Regarding the limitations of this study, it should be noted that it was only possible to compare each method (Diagnocam, Trios 4 and Emerald S) with visual examination, i.e., it was only possible to show whether each occlusal caries detection method was better, worse or comparable to the reference method. Moreover, factors known to influence the accuracy of scanners in other applications, such as the choice of technology, ambient lighting, operator experience and the presence of existing restorations, were not considered [35]. Moreover, besides these aspects, assessment is very subjective, since it is primarily based on the experience of the clinician [34]. This diagnostic variability between clinicians leads to different decisions for the management of carious lesions, and several of them might be in the wrong direction [32,33].

Visual examination was carried out using the DMF-T/dmf-t index because this is the standard procedure in daily pediatric patient care. Therefore, the severity and caries activity could not be determined, which must be also considered a limitation of the present study. In new studies, the ICDAS would be preferred because it can track changes and progression of carious lesions [36].

Another limitation of the technologies used is the inability to determine the volume and depth of the carious lesion.

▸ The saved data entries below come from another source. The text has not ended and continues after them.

PR #294, opened 2019-10-22
summary: update check mark icon for new default background

erikos:
https://phabricator.endlessm.com/T28188


wjt:
Have you verified how this looks in the app? I ask because when I open the SVGs in Firefox, the old one correctly displays as 256×256, whereas this one is gigantic.

erikos:
Yeah, dropbox displays the file correctly and I can view it in Inkscape correctly too. It says it is 256x256. In the diff it shows correct too.

wjt:
Dropbox, Inkscape and the GitHub diff are not the app itself. It does not look correct in the app.

Screenshot from 2019-10-22 12-17-35

erikos:
Sure, just saying that I tested that so far and that I have seen some differences in the visual output there. I guess different interpretation of the svg.

wjt:
Well – I spent some time tinkering in Inkscape and I got something that renders properly in the app.

https://willthompson.co.uk/misc/ready-to-go.svg

But I think it looks really bad:

Screenshot from 2019-10-23 22-38-46

Compare it to what we have now:

Screenshot from 2019-10-23 22-42-11

On closer inspection, the check mark is actually not the Endless wallpaper – it's an upstream asset. The new Endless wallpaper would be shown behind the app anyway so… is what we actually want to make that ✔ part of the window transparent?

Anyway ­– we could spend time tinkering with this, but personally I think the time would be better spent pursuing something like what's proposed at https://gitlab.gnome.org/GNOME/gnome-initial-setup/issues/8 and keeping the upstream asset for now.

erikos:
Interesting, I always thought that asset was there from an old Endless default background. 

Agreed let's invest in the upstream change.

PR #297, opened 2019-12-20
Fix "Password hint" translation to pt_BR

andrunko:
Also needs to be cherry-picked to 3.7 which has the same issue.

https://phabricator.endlessm.com/T29000


andrunko:
This has to be done in transifex instead, closing here.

However, the potential of the Emerald S and Trios 4 in occlusal caries detection was proven in this clinical study, showing similar results as the Diagnocam and almost perfect agreement with the reference standard visual examination. This study points out the better performance of caries detection through near-infrared transillumination used in the Diagnocam and Emerald S than the fluorescence technology used in the Trios 4. This might be explained because porphyrins may be a useful marker for bacteria associated with dental caries but are not always linked to bacteria associated with dental caries [27]. In addition, other elements may also fluoresce at a wavelength of 415 nm. Therefore, further studies should analyze the influence of blood or saliva.

Although the Emerald S and Diagnocam are based on the same operating principle, near-infrared transillumination, the Emerald S uses the lowest wavelength (727 nm), followed by Diagnocam (780 nm), which seems to be advantageous for caries detection.

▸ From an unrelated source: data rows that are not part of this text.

PR #299, opened 2020-02-10
network: react to devices being connected

wjt:
A clean backport of
https://gitlab.gnome.org/GNOME/gnome-initial-setup/merge_requests/69,
complicated only by my own downstream conflicting change. This branch
reverts that change, backports !69, and then applies a refreshed version
of that patch which I have posted to
https://gitlab.gnome.org/GNOME/gnome-initial-setup/merge_requests/74.

https://phabricator.endlessm.com/T27527

### DIFF
--- a/gnome-initial-setup/pages/network/gis-network-page.c
+++ b/gnome-initial-setup/pages/network/gis-network-page.c
@@ -56,6 +56,9 @@ struct _GisNetworkPagePrivate {
   GtkSizeGroup *icons;
 
   guint refresh_timeout_id;
+
+  /* TRUE if the page has ever been shown to the user. */
+  gboolean ever_shown;
 };
 typedef struct _GisNetworkPagePrivate GisNetworkPagePrivate;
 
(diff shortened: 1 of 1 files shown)


gnome-initial-setup/pages/network/gis-network-page.c
```diff
@@ -601,17 +611,62 @@ active_connections_changed (NMClient *client, GParamSpec *pspec, GisNetworkPage
...
+  if (priv->nm_device == NULL) {
+    has_device = FALSE;
+    activated = FALSE;
+    connectivity_check_complete = FALSE;
+  } else {
+    has_device = TRUE;
+    device_state = nm_device_get_state (priv->nm_device);
+    connectivity = nm_client_get_connectivity (priv->nm_client);
+    activated = device_state == NM_DEVICE_STATE_ACTIVATED;
+    connectivity_check_complete = connectivity != NM_CONNECTIVITY_NONE;
```
pwithnall: Should it not be checking against `NM_CONNECTIVITY_UNKNOWN`? The NM API documentation says that `UNKNOWN` is used when the connectivity check hasn’t run yet.

gnome-initial-setup/pages/network/gis-network-page.c
```diff
@@ -59,6 +59,16 @@ struct _GisNetworkPagePrivate {
 
   /* TRUE if the page has ever been shown to the user. */
   gboolean ever_shown;
+
+  /* If nm_device is in state ACTIVATED, but nm_client's connectivity is not
+   * yet FULL, the event source ID for a timeout. 0 otherwise, or after the
+   * timeout fires.
+   */
+  guint wait_connected_timeout_id;
```
pwithnall: This needs to be removed and cleared in `dispose()` too, just in case the page somehow gets destroyed before it fires.

wjt: Resolved in upstream version.

gnome-initial-setup/pages/network/gis-network-page.c
wjt: https://gitlab.gnome.org/GNOME/gnome-initial-setup/merge_requests/74#note_711446 – I'm going to drop this patch downstream for now. In my opinion, it is more important that we notice new devices than to preserve this attempt to make the timezone page show up more rarely, pending more thought on how to make this work well.

pwithnall: :+1:

pwithnall:
I see you’ve dropped the refreshed backport of upstream’s !74 from this branch. However, I think the commit message for “Revert "network: wait 3 seconds for connectivity check” should be tweaked to mention that the refreshed backport is not going to be applied, and the 3s wait is being dropped indefinitely because it’s hard to get working.

LGTM to merge after that commit message is tweaked (no need for rereview as far as I’m concerned).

Therefore, IOSs, and in particular the Emerald S, appear to be a good alternative to the Diagnocam for the additional detection of occlusal lesions if they have no restorations. For clinical situations, the purchase of a Diagnocam could therefore be avoided if an IOS is already available.

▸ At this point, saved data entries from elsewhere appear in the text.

PR #302, opened 2020-03-13
fixup! account-local: add toggle for passwordless accounts

mwleeds:
Normally the password page is hidden when the "Set a password" checkbox
is left unchecked on the Account page. In
gis_account_page_local_apply(), we call gis_driver_set_username() and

It has to be discussed that both near-infrared transillumination and fluorescence technology display false-positive results of fillings or restorations. Therefore, the application of occlusal caries detection with IOSs is limited to natural teeth without any sealants or restorations. The present study only investigated occlusal caries lesions. However, clinical studies on proximal carious lesions in primary and permanent dentitions should be conducted as well.

The findings of this study are more likely to support the use of intraoral scanning to screen patients for caries, as part of serial examinations in kindergartens/schools or for visualization and/or teledentistry as previously suggested by Kopycka-Kedzierawski et al. [37]. Here, the role of the IOS could be an additional tool, which could certainly be helpful for this application. Today, IOSs do not allow the measurement of the depth or volume of carious lesions, which is already possible with the Canary system [38]. Therefore, further development of the caries detection tool in IOS is desirable as a perspective, perhaps using technologies other than near-infrared transillumination or fluorescence.

5. Conclusions

Within the limitations of this clinical study, it can be concluded that the IOS, at its current stage of development, has not yet reached the level of the gold standard, visual examination. However, in terms of technology, near-infrared transillumination seems to be superior to fluorescence.

At present, the IOS should be used as an additional detection tool and cannot be recommended as a basic tool for invasive/noninvasive therapy decisions in occlusal caries detection.